Since his fiction debut 44 years ago, Ghost of Henry James, David Plante has written a new book every couple years. His best known works form the gay-vague Francoeur trilogy -- The Family, The Country, The Woods -- about a French-Canadian American family with Native American ancestry and seven sons, just like his own.
In 2009 Plante published his wonderful 19th book, The Pure Lover [Kindle], a remarkably concise memoir of his nearly forty years with his Greek partner Nikos Stangos, four years his senior.
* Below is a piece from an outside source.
PR #1716, opened 2024-02-20
SONARPY-1482 Modify PythonQuickfixVerify to parse the code after the quickfix

ghislainpiot:
…quickfix


python-checks/src/test/java/org/sonar/python/checks/quickfix/PythonQuickFixVerifier.java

Richard Labonté chose it as a favorite of 2009 and Pulitzer- winning critic Michael Dirda said, "out of the fragments, Proustian moments and sharply felt memories of a happy and painful past, David Plante has made a lovely book, joyful, plangent and true."
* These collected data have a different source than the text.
PR #1718, opened 2024-02-21
SONARPY-1634 S1481: Add a quick fix to remove assignment target

ghislainpiot:


python-checks/src/test/java/org/sonar/python/checks/UnusedLocalVariableCheckTest.java
```diff
@@ -157,4 +157,36 @@ void loopIndexComprehensionClassQuickFixTest() {
     PythonQuickFixVerifier.verify(check, before, after);
     PythonQuickFixVerifier.verifyQuickFixMessages(check, before, "Replace with \"_\"");
   }
+
+  @Test
+  void assignementQuickFixTest() {
```
guillaume-dequenne-sonarsource, line 162: Super minor typo: extra `e` in `assignment` (same on line 179)

python-checks/src/main/java/org/sonar/python/checks/UnusedLocalVariableCheck.java
```diff
@@ -135,6 +137,16 @@ public PreciseIssue createIssue(SubscriptionContext ctx, Symbol symbol, Usage us
         issue.addQuickFix(quickFix);
       }
       return issue;
+    } else if (usage.kind().equals(Usage.Kind.ASSIGNMENT_LHS)) {
+      PreciseIssue issue = ctx.addIssue(usage.tree(), String.format(MESSAGE, symbol.name()));
+      AssignmentStatement assignmentStatement = ((AssignmentStatement) TreeUtils.firstAncestorOfKind(usage.tree(), Kind.ASSIGNMENT_STMT));
+      // This can only trigger if there is 1 lhs expression, the other cases are handled by isSequenceUnpacking
+      if (assignmentStatement != null) {
```
guillaume-dequenne-sonarsource, line 144: From my understanding, this can happen when we have an annotated assignment, such as (in the tests):

```
def no_fn_type_annotation_with_assignment():
    value: str = "hello"  # Noncompliant
    return [int(value) for value in something()]
```

Maybe we could explicitly have a test showing no quick fix is offered in such case (and maybe we actually want to eventually cover that case as well - although you can technically trigger side effects through the evaluation of the type annotation...).

guillaume-dequenne-sonarsource (approved):
Looks good!
Left a small comment about annotated assignment. Not sure we really want to do something about this, maybe a test documenting the current behavior (no quick fix) would be nice thoughl.

python-checks/src/main/java/org/sonar/python/checks/UnusedLocalVariableCheck.java
ghislainpiot: As discussed, we will generate the quickfix even when there is a type annotation. We also allow the quick fix have this behaviour :  `value: str = "hello`  ->`"hello"`

python-checks/src/main/java/org/sonar/python/checks/UnusedLocalVariableCheck.java
```diff
@@ -135,13 +139,37 @@ public PreciseIssue createIssue(SubscriptionContext ctx, Symbol symbol, Usage us
...
     }
   }
 
+  private static void createAssignmentQuickFix(Usage usage, Statement assignmentStatement, PreciseIssue issue) {
+    Token lastQuickFixToken;
+    if (assignmentStatement.is(Kind.ASSIGNMENT_STMT)) {
+      lastQuickFixToken = ((AssignmentStatement) assignmentStatement).assignedValue().firstToken();
+    } else {
+      var assignedValue = ((AnnotatedAssignment) assignmentStatement).assignedValue();
+      // This is an assignment, so it can't be null
```
guillaume-dequenne-sonarsource, line 164: Actually, the following:
```
x: str
```
is considered a valid annotated assignment with a null assigned value.

The only reason this is never null in the current test suite is because `hasOnlyBindingUsages` explicitly filters out symbols which are only used as type annotations (through `isOnlyTypeAnnotation`).

In fact modifying one of the existing tests such as:
```
def no_fp_type_annotation():
    value: str  # assigned value is null here
    value = "hello"
```
will make the assert statement fail. 

As a sidenote, I think we should never use `assert` statements to test our assumptions. As these statements may not be executed in production, it is unsafe to rely on them (cf. my comment on the Jira ticket).

Besides, this case is a good example why it is better to let code go uncovered through defensive programming than relying on assumptions. With an uncovered `null` check, we'd miss providing a quick fix in some cases. With an `assert` statement or an unsafe dereference, we'd have a crash in production because the assumption was ultimately incorrect.

(Note: I think we probably need an extra test case that reflects the example here)

python-checks/src/main/java/org/sonar/python/checks/UnusedLocalVariableCheck.java
```diff
@@ -135,13 +139,37 @@ public PreciseIssue createIssue(SubscriptionContext ctx, Symbol symbol, Usage us
         issue.addQuickFix(quickFix);
       }
       return issue;
+    } else if (usage.kind().equals(Usage.Kind.ASSIGNMENT_LHS)) {
+      PreciseIssue issue = ctx.addIssue(usage.tree(), String.format(MESSAGE, symbol.name()));
+
+      Statement assignmentStatement = ((Statement) TreeUtils.firstAncestorOfKind(usage.tree(), Kind.ASSIGNMENT_STMT, Kind.ANNOTATED_ASSIGNMENT));
+
+      // This can only trigger if there is 1 assigned variable in the same statement, the other cases are handled by isSequenceUnpacking
+
```
guillaume-dequenne-sonarsource, line 148: _Nitpick:_ I don't really think we need those white lines here. I don't really mind them though, no strong opinion.

python-checks/src/main/java/org/sonar/python/checks/UnusedLocalVariableCheck.java
```diff
@@ -138,10 +141,30 @@ public PreciseIssue createIssue(SubscriptionContext ctx, Symbol symbol, Usage us
...
+      Optional.ofNullable(assignmentStatement).filter(stmt -> stmt.is(Kind.ASSIGNMENT_STMT)).map(AssignmentStatement.class::cast).ifPresent(stmt -> {
+        PythonQuickFix quickFix = PythonQuickFix.newQuickFix(ASSIGNMENT_QUICK_FIX_MESSAGE,
+          TextEditUtils.removeUntil(usage.tree(), stmt.assignedValue().firstToken()));
+        issue.addQuickFix(quickFix);
+      });
+
+      Optional.ofNullable(assignmentStatement).filter(stmt -> stmt.is(Kind.ANNOTATED_ASSIGNMENT)).map(AnnotatedAssignment.class::cast)
+        .map(AnnotatedAssignment::assignedValue).ifPresent(stmt -> {
+          PythonQuickFix quickFix = PythonQuickFix.newQuickFix(ASSIGNMENT_QUICK_FIX_MESSAGE,
+            TextEditUtils.removeUntil(usage.tree(), stmt.firstToken()));
```
guillaume-dequenne-sonarsource, line 162: _Nitpick:_ I guess here `stmt` is no longer the statement but the assigned value (if present), I think it'd be better if the variable name reflected that.

python-checks/src/main/java/org/sonar/python/checks/UnusedLocalVariableCheck.java
```diff
@@ -138,10 +141,30 @@ public PreciseIssue createIssue(SubscriptionContext ctx, Symbol symbol, Usage us
...
+      Statement assignmentStatement = ((Statement) TreeUtils.firstAncestorOfKind(usage.tree(), Kind.ASSIGNMENT_STMT, Kind.ANNOTATED_ASSIGNMENT));
+
+      Optional.ofNullable(assignmentStatement).filter(stmt -> stmt.is(Kind.ASSIGNMENT_STMT)).map(AssignmentStatement.class::cast).ifPresent(stmt -> {
+        PythonQuickFix quickFix = PythonQuickFix.newQuickFix(ASSIGNMENT_QUICK_FIX_MESSAGE,
+          TextEditUtils.removeUntil(usage.tree(), stmt.assignedValue().firstToken()));
+        issue.addQuickFix(quickFix);
+      });
+
+      Optional.ofNullable(assignmentStatement).filter(stmt -> stmt.is(Kind.ANNOTATED_ASSIGNMENT)).map(AnnotatedAssignment.class::cast)
+        .map(AnnotatedAssignment::assignedValue).ifPresent(stmt -> {
```
guillaume-dequenne-sonarsource, line 160: As mentioned in the previous review, I think that having a test case similar to:

```
def annotated_assignment_null_value():
    value: str
    value = "hello"
```

is important.

The lack of this test case led you to assume `AnnotatedAssignment::assignedValue` could never return `null` when reaching this point (although it can). Here, the `Optional` chain is hiding the fact we are missing some attainable coverage (I'm not saying we shouldn't use an `Optional` here, just that we shouldn't use it for the wrong reasons).

Namely, in this case, an issue would be raised but no quick fix will be offered (we can have a test in the regular check test as well as one in the quick fix test to show this).

guillaume-dequenne-sonarsource (changes requested):
I admit this is a bit nitpicky to request further changes for this, but I think the underlying principle is important enough to insist on this.

The actual implementation looks good though.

Last September he published his diaries, which Caleb Crain named his favorite queer book of 2013: "Halfway through Becoming a Londoner [Kindle], a diary of the years 1966 to 1986 illustrated with photos and art, the novelist David Plante records that two friends 'tell me I drop names.' Indeed, Stephen Spender, Frank Kermode, Francis Bacon, Harold Acton, David Hockney, R. B. Kitaj, Philip Roth, and Sonia Orwell are major figures, and Forster, Auden, Isherwood, and Ashbery make cameos. Plante is amusing and illuminating about all. Even better, the diary is a moving portrait of the love that Plante shared with his boyfriend Nikos Stangos, a celebrated editor."